For this tutorial, we will use the following subset of the [universal POS tags](https://universaldependencies.org/u/pos/index.html):
1. **DET**: determiner, which is a word that modifies nouns or noun phrases and expresses the reference of the noun phrase in context.
2. **NUM**: numeral. It is a word that expresses a number and a relation to the number, such as quantity, sequence, frequency or fraction.
3. **PROPN**: proper noun is a noun that is the name of a specific individual, place, or object.
4. **ADJ**: adjective, which is a word that typically modifies nouns and specifies their properties or attributes.
5. **NOUN**: noun, which is a part of speech typically denoting a person, place, thing, animal or idea.

In [3]:
all_labels = ["DET", "NUM", "PROPN", "ADJ", "NOUN"]

## Load data

We will use the [English corpus](https://universaldependencies.org/treebanks/en_ewt/index.html) from Universal Dependencies, a framework that contains consistent grammatical annotations across many different languages.
The texts in the corpus come from five types of web media: weblogs, newsgroups, emails, reviews, and Yahoo! answers and consist of 254,825 words and 16,621 sentences.

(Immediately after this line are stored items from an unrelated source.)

PR #6333, opened 2024-10-15
Use SpEC's eccentricity control

nilsvu:
## Proposed changes

Call into SpEC to get eccentricity reduction updates. Replaces the port of an old SpEC script.

### Code review checklist

  Then open `index.html`.
  `new feature` if appropriate.


nilsvu:
@sxs-collaboration/spectre-core-devs could one of you take this one?

knelli2 (commented):
[not a full review] Seems like some modules need to be fixed. Am I understanding this correctly that we have to have SpEC installed in order to do eccentricity control currently? Should we add an error/warning if somebody tries to use it but their build wasn't configured with SpEC?

nilsvu:
Yes that's correct. I'll add some more checks for that (edit: done). For independence from SpEC we'll have to port the code over at some point.

support/Pipelines/EccentricityControl/EccentricityControlParams.py
```diff
@@ -0,0 +1,298 @@
...
+    target_eccentricity: float = 0.0,
+    target_mean_anomaly_fraction: Optional[float] = None,
+    plot_output_dir: Optional[Union[str, Path]] = None,
+) -> Tuple[float, float, Dict[OrbitalParams, float]]:
+    """Get new orbital parameters for a binary system to control eccentricity.
+
+    The eccentricity is estimated from the trajectories of the binary objects
+    and updates to the orbital parameters are suggested to drive the orbit to
+    the target eccentricity, using SpEC's OmegaDotEccRemoval.py. Currently
+    supports only circular target orbits (target eccentricity = 0).
```
knelli2, line 51: Add a check that the eccentricity is in fact 0 until we add support for non-zero ecc

support/Pipelines/Bbh/EccentricityControl.py
```diff
@@ -2,118 +2,71 @@
...
-def eccentricity_control(
-    h5_file,
-    id_input_file_path,
-    subfile_name_aha="ApparentHorizons/ControlSystemAhA_Centers.dat",
-    subfile_name_ahb="ApparentHorizons/ControlSystemAhB_Centers.dat",
-    tmin=500,
-    tmax=None,  # use all available data
-    output=None,  # reads from Inspiral.yaml
-):
+def eccentricity_control(h5_files, id_input_file_path, **kwargs):
```
knelli2: Type the arguments

support/Pipelines/EccentricityControl/EccentricityControlParams.py
```diff
@@ -0,0 +1,298 @@
...
+from spectre.Visualization.PlotTrajectories import import_A_and_B
+from spectre.Visualization.ReadH5 import to_dataframe
+
+logger = logging.getLogger(__name__)
+
+# Input orbital parameters that can be controlled
+OrbitalParams = Literal[
+    "Omega0",
+    "adot0",
+    "D0",
```
knelli2, line 26: Do we want to take this opportunity and move away from the names in SpEC to better names? Like `initial_angular_velocity`, `initial_radial_velocity`, `initial_separation`

support/Pipelines/EccentricityControl/EccentricityControlParams.py
```diff
@@ -0,0 +1,298 @@
...
+            sB = [
+                horizon_params[f"AhB DimensionfulSpinVector_{xyz}"]
+                for xyz in "xyz"
+            ]
+        else:
+            logger.warning("No horizon spins found in data, ignoring spins.")
+            sA = sB = None
+
+    # Call into SpEC's OmegaDotEccRemoval.py
+    t, Omega, dOmegadt, OmegaVec = ComputeOmegaAndDerivsFromFile(traj_A, traj_B)
```
knelli2: Can you also add a comment that despite the function name, this expects arrays of data, and not filenames

support/Pipelines/EccentricityControl/EccentricityControlParams.py
```diff
@@ -0,0 +1,298 @@
...
+DEFAULT_AHB_TRAJECTORIES = "ApparentHorizons/ControlSystemAhB_Centers.dat"
+
+
+def eccentricity_control_params(
+    h5_files: Union[Union[str, Path], Sequence[Union[str, Path]]],
+    id_input_file_path: Union[str, Path],
+    subfile_name_aha_trajectories: str = DEFAULT_AHA_TRAJECTORIES,
+    subfile_name_ahb_trajectories: str = DEFAULT_AHB_TRAJECTORIES,
+    subfile_name_aha_quantities: str = "ObservationAhA.dat",
+    subfile_name_ahb_quantities: str = "ObservationAhB.dat",
```
knelli2, line 39: Why not factor these defaults out as well?

tests/support/Pipelines/MockBinaryData.py
```diff
@@ -0,0 +1,54 @@
+# Distributed under the MIT License.
+# See LICENSE.txt for details.
+
+import numpy as np
+
+import spectre.IO.H5 as spectre_h5
+
+
+def write_mock_trajectory_data(
```
knelli2: We already have a class `tests/Unit/Helpers/PointwiseFunctions/PostNewtonian/BinaryTrajectories.hpp` that can compute low order PN (and Newtonian) trajectories that we use in control system testing. Maybe we should move it to a common location, extend it a bit, and bind it in python to use here (that way we don't rewrite things)

knelli2 (changes requested):

support/Pipelines/EccentricityControl/EccentricityControlParams.py
nilsvu: These names are actually used a lot, so I tend towards keeping them.

support/Pipelines/EccentricityControl/EccentricityControlParams.py
nilsvu: I only factored out the defaults because the lines were too long

tests/support/Pipelines/MockBinaryData.py
nilsvu: Done in #6366

support/Pipelines/EccentricityControl/EccentricityControlParams.py
```diff
@@ -94,6 +94,9 @@ def eccentricity_control_params(
             "'-D SPEC_ROOT' to a SpEC installation when configuring the build "
             "with CMake."
         )
+    assert (
+        target_eccentricity == 0.0
+    ), "Only circular orbits are supported for eccentricity control yet."
```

Skweak operates on spaCy ``doc`` objects, so the dataset is loaded in this format.

In [4]:
# Load training data
train_docs = load_data_split("train", all_labels)

In [5]:
for doc in train_docs[:3]:
    skweak.utils.display_entities(doc)

## 3.1 Labeling functions

In the first step, we find the 200 most frequent words in our training corpus and use a lexicon to label these words. In the second step, we mannually annotate the 50 most frequent words.
Finally, for each POS tag we will create the following labeling functions: 

*   DET --> Lexicon with determiners.
*   NUM --> If the token is a number or a word indicating a number from 1 to 10.
*   PROPN --> A word that is capitalized.
*   ADJ --> List of prefixes and suffixes. Syntactic rules that check: 1. if the previous word is a form of "be" and 2. if the previous word is a determiner or numeral.
*   NOUN --> List of prefixes and suffixes. Syntactic rule checking if the previous word is a determiner, numeral or adjective.

#### Lexicon LF

In [6]:
# Get the 200 most frequent words in the training set
frequent_words = get_frequent_words(train_docs, 200)
print(frequent_words[:5])

["'s", "n't", 'would', 'one', 'like']


In [7]:
# Load the lexicon
with open("noun_vb_adj_list.txt") as f:
    lines = f.readlines()

# Create a dictionary with the words and their pos tags
lexicon = {}
for l in lines:
    values = l.replace("\n", "").split("\t")
    lexicon[values[0]] = values[1]

In [8]:
print("There are", len(lexicon), "words in the lexicon.")
print(list(lexicon.items())[:5])

There are 3387 words in the lexicon.
[('people', 'NOUN'), ('history', 'NOUN'), ('way', 'NOUN'), ('art', 'NOUN'), ('world', 'NOUN')]


In [9]:
# How many of the frequent words we found exist in the lexicon
len((list(set(frequent_words) & set(list(lexicon.keys())))))

121

In [10]:
# Lexicon LF
def frequent_word_detector(doc):
    for token in doc:
        # If the frequent word exists in the lexicon use its assigned pos tag
        if token.text.lower() in frequent_words and token.text.lower() in list(lexicon.keys()):
            yield token.i, token.i + 1, lexicon[token.text.lower()]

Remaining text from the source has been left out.